PR #249, opened 2016-11-01
This patch provides a friendly interface with the masterzen/winrm client

hoenirvili:
For a better integration in the juju ecosystem enabling many windows
machine interactions. This will also help us execute remote commands and scripts
across the wire.

### DIFF
--- a/cert/cert.go
+++ b/cert/cert.go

**WHAT TO PRODUCE**
Give back each entry so that it matches the original word for word.

**THE ANSWER**
PR #249, opened 2016-11-01
This patch provides a friendly interface with the masterzen/winrm client

hoenirvili:
For a better integration in the juju ecosystem enabling many windows
machine interactions. This will also help us execute remote commands and scripts
across the wire.

### DIFF
--- a/cert/cert.go
+++ b/cert/cert.go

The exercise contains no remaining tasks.